Prettier than me

When I met Tara she was prettier than me, younger than me, and in most ways far more disenfranchised than me.  In fact there was just one area of our briefly conjoined Venn diagram connectedness where the power was ostensibly hers and definitely not mine: she was the real mom to a baby I loved very much.  In that (I had been told by at least 2 lawyers) she had the legal edge.  She should have been able to designate a capable guardian for her children.  The law favored the biological mother.  And at that time, at the end of 1998, it gave no credence to the foster mother.

A fact I can accept now, after most of the unbearable losing of Tara’s beautiful child has scarred over.

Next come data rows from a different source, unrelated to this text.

PR #7811, opened 2019-10-04
[iOS] Alternative proposal for PR 7794

### LINKED ISSUE #7251: [Bug] iOS - CollectionView EmptyView has incorrect bounds, height, width

adrianknight89:
#7794 attempts to use the `CollectionView` frame for properly laying out the empty view. However, the comment in the same block of code mentions `_emptyUIView` is measured properly, which is not the case. 

I have noticed that when `ItemsViewController.UpdateEmptyView()` is called in `ItemsViewRenderer`, `CollectionView` is sized to have the entire screen dimensions. A second call to `UpdateEmptyView()` which happens in ItemsViewController -> NumberOfSections -> CheckForEmptySource uses the correct dimensions.

I moved `UpdateEmptyView()` call into `ViewDidLoad` which fixed the issue.

fixes #7251 and #7758

### DIFF
--- a/Xamarin.Forms.Controls.Issues/Xamarin.Forms.Controls.Issues.Shared/Issue7758.xaml.cs
+++ b/Xamarin.Forms.Controls.Issues/Xamarin.Forms.Controls.Issues.Shared/Issue7758.xaml.cs
@@ -1,0 +1,22 @@
+﻿using Xamarin.Forms.CustomAttributes;
+using Xamarin.Forms.Internals;
+
+namespace Xamarin.Forms.Controls.Issues
+{
+    [Preserve(AllMembers = true)]
+    [Issue(IssueTracker.Github, 7758, "[iOS] EmptyView is not rendered in screen center", PlatformAffected.iOS)]
+    public partial class Issue7758 : TestContentPage
+    {
+        public Issue7758()
+        {
+#if APP
+			InitializeComponent();
+#endif
+        }
+
+        protected override void Init()
+        {
+
+        }
+    }
+}
--- a/Xamarin.Forms.Controls.Issues/Xamarin.Forms.Controls.Issues.Shared/Issue7758.xaml.cs
+++ b/Xamarin.Forms.Controls.Issues/Xamarin.Forms.Controls.Issues.Shared/Issue7758.xaml.cs
@@ -10,11 +10,13 @@ namespace Xamarin.Forms.Controls.Issues
         public Issue7758()
         {
 #if APP
+			Device.SetFlags(new List<string> { CollectionView.CollectionViewExperimental });
+
 			InitializeComponent();
 #endif
-        }
+		}
 
-        protected override void Init()
+		protected override void Init()
         {
 
         }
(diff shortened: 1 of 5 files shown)


Xamarin.Forms.Controls.Issues/Xamarin.Forms.Controls.Issues.Shared/Issue7758.xaml.cs
```diff
@@ -0,0 +1,25 @@
...
+        public Issue7758()
+        {
+#if APP
+			Device.SetFlags(new List<string> { CollectionView.CollectionViewExperimental });
+
+			InitializeComponent();
+#endif
+		}
+
+		protected override void Init()
```
rmarinho: Can you fix the code formatting please?

adrianknight89: Should be fixed. I think the formatting errors were introduced with copy paste from the other test.

adrianknight89:
@rmarinho I'm currently looking at device rotation. If we change the device orientation, EmptyView will not be aligned properly. I think we might want to move the fix here to `ViewWillLayoutSubviews` as @jsuarezruiz suggested or write more code to handle rotation. Give me some time.

jsuarezruiz:
`ViewWillLayoutSubviews` will be invoked when the device is rotated. If you add the UpdateEmptyView outside of the `if (!_initialConstraintsSet)` validation, will works but will do the same more times than necessary. So, my suggestion is call UpdateEmptyView inside the `if (!_initialConstraintsSet)` validation to initialize the EmptyView (if exists). Then, inside `ViewWillLayoutSubviews` validate if `_emptyUIView` is not null and if the Frame is different from the UICollectionView Frame (can use `if (IsHorizontal)` to compare Width or Height depending on the orientation) to call a new method called for example, UpdateEmptyViewLayout where the only thing to do, is `_emptyViewFormsElement.Layout(_emptyUIView.Frame.ToRectangle());`. 

Will work nice!.
Captura de pantalla 2019-10-04 a las 17 28 09

adrianknight89:
I did all those things locally. I'm researching something else now. If you set the first black grid to be auto sized and add a large text (multiple sentences), then the CollectionView and EmptyView are not sized properly even after the suggested changes.

adrianknight89:
@rmarinho @jsuarezruiz This should be good to go. The stuff I mentioned in the previous comment had to do with the way the test was setup, so I fixed the test with better instructions. Please test and let me know if it needs changes. :)

PR #7840, opened 2019-10-06
Fix double refresh issue with RefreshView

### LINKED ISSUE #7803: [Bug] RefreshView pull to refresh command firing twice on a single pull
### Description

In 4.3-pre3, it looks like RefreshView Command is firing twice on a pull gesture. This occurs on both iOS and Android. The method in my view model that's executed when the command fires is called twice.

This was working just fine when I tried it in a CollectionView (4.3-pre1), and I'm pretty certain it was fine when I tried it with a CarouselView in 4.3-pre2.

### Steps to Reproduce

1. Run the attached sample.
2. Browse to the pull to fresh page.
3. Pull to refresh.

### Expected Behavior

10 items changes to 20 items.

### Actual Behavior

10 items changes to 30 items.

### Basic Information

- Version with issue: 4.3-pre3
- Last known good version: I'm pretty certain this was working fine in 4.3-pre2
- IDE: VSMac 8.3.1
- Platform Target Frameworks: 
  - iOS: 13.0
  - Android: API 28 

### Screenshots

Prior to the refresh (10 items):

Simulator Screen Shot - iPhone X - 2019-10-03 at 16 24 00

After the refresh (30 items - should be 20):

Simulator Screen Shot - iPhone X - 2019-10-03 at 16 24 04

### Reproduction Link

[CarouselViewDemos.zip](https://github.com/xamarin/Xamarin.Forms/files/3686826/CarouselViewDemos.zip)

adrianknight89:
### Description of Change ###

If you refresh a RefreshView and add a time delay beforehand (through Task.Delay or network latency), then previously we ended up calling the refresh command twice. This PR fixes the issue. Also added a UI test.

### Issues Resolved ### 

- fixes #7803

### Testing Procedure ###
Pull to refresh and make sure that the count shows 20 instead of 30.

### PR Checklist ###

### DIFF
--- a/Xamarin.Forms.Controls.Issues/Xamarin.Forms.Controls.Issues.Shared/Issue7803.xaml
+++ b/Xamarin.Forms.Controls.Issues/Xamarin.Forms.Controls.Issues.Shared/Issue7803.xaml
@@ -1,0 +1,35 @@
+﻿<?xml version="1.0" encoding="utf-8" ?>
+<controls:TestContentPage
+    xmlns="http://xamarin.com/schemas/2014/forms"
+    xmlns:x="http://schemas.microsoft.com/winfx/2009/xaml"
+    xmlns:controls="clr-namespace:Xamarin.Forms.Controls"
+    x:Class="Xamarin.Forms.Controls.Issues.Issue7803">
+    
+    <Grid>
+        <Grid.RowDefinitions>
+            <RowDefinition Height="Auto"/>
+            <RowDefinition/>
+        </Grid.RowDefinitions>
+
+        <StackLayout Grid.Row="0" Orientation="Vertical" Spacing="5">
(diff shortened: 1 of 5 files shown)


adrianknight89:
@PureWeen Can you review again? I made some changes to the property setter since it was bloated with several lines of code.

> So in theory IsRefresh should never be set to true if in fact the Commands can execute is false but it still feels odd to let the Refresh trigger if CanExecute is false.

I'd agree with you, but the user can manually set `IsRefreshing` to true when the command is not executable. So why not allow this to be the same? I don't see any validation on `IsRefreshingProperty`  based on the command:

```
public static readonly BindableProperty IsRefreshingProperty =
BindableProperty.Create(nameof(IsRefreshing), typeof(bool), typeof(RefreshView), false, BindingMode.TwoWay);
```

What I can’t accept is losing Tara 

because…

Pretend 

pretend you are a stranger and I am one of those uneven folk you meet at a coffee shop almost from the moment you sit down I have begun to tell this unraveling story about children left alone in a locked room for hours and a fire and a crooked judge, a baby filled with light and her mother, a figure unfairly edited out of all the relevant fairy tales who then ends up dying, not “poison apple” but poison nonetheless and when they come for her with all the accoutrements of salvation there is none left for her, no magic, no fairy godmother, no antidote as the EMTs say oh, it’s (only) Badamo…which is why I, this intrusive stranger, ramble on and on in the coffee shop jamming words into the dam of unrequited 

Grief

Preaching to the dead

First, pick my chasuble with care: war paint, cowgirl boots, stretched-out pale-pink tutu from the racks upon racks at the resale store, brand-new for the girls who did not need them anymore,  all donated to science or the graveyard where I go to pace and splutter out some fractured  litany about a beat-up pickup truck, iterations of a lost father, lawn furniture strewn  above the tree line, the same forgotten first name of both Sikorsky and Stravinsky, and this jittery alter-ego who swings wild, shouts loud, raises hell as though bones and memory and words could be as easily strung together as that-to breath life into the dead as they fit their joints and hinges back together, back to life, the way an ordinary man rises from his bed, rubs his eyes, dons his pants and his shirt, walks out into 

Light

Children of heaven

at dusk I take the bits of fortune cookies, crumbs still scattered across the messy kitchen table and…write to you, about the disposable styrofoam containers, syrupy orange sauce, tendency I have to eat my way through grief (of losing you) when…I admit you…do not need me, better that way, my trenchant sentenceless phrasing, my desert-wandering inertia, my messy house and muted grief all pressed into this vanilla-y cookie folded around words written by a stranger somewhere, perhaps one day there will be an algorithm for these things equal parts admonition and prophecy.  Oh, prophecy, the old clothes of mortality, cast-off, superfluous from the beginning to

the children of heaven.

Leaves in water

for so long now I have seen Ophelia’s clothes each time I scoop leaves from the bottom of the pool, of the well, of the teacup of memory she comes back to me with a plaintive song about the boy whose soliloquies broke into a thousand words over water, hovering over the surface of the deep, almost a song until you cannot swim, touch the bottom and feel only tangled leaves, no solid ground to stand on if only she could get herself…well-to a nunnery, of course…high walls, soft voices sorting who or what is safe if not the boy, the beautiful boy with all his talk of infinitives of being….being, just a leaf in water, weightless until it begins to rise over her incendiary last infinitive thought-to be or not to be.

J. crashes the party

If you asked me how I knew it was you I would touch your face and say aardvarks!! Anteaters!! Warthogs!! Your humor as unmistakable as your wit, odd they all refuse to see you, you in the over-sized retro flippers, ducky float ring and wild Hawaiian print crashing the party, the holiday, the cozy churchy potluck making almost everyone supremely uncomfortable.  Everyone except the children who delight in your flamboyant honesty, your failure to adhere in any way to our sheepy ways, shorn and alone

You hand off the flowery shirt, the float, the flippers (none of which you ever needed)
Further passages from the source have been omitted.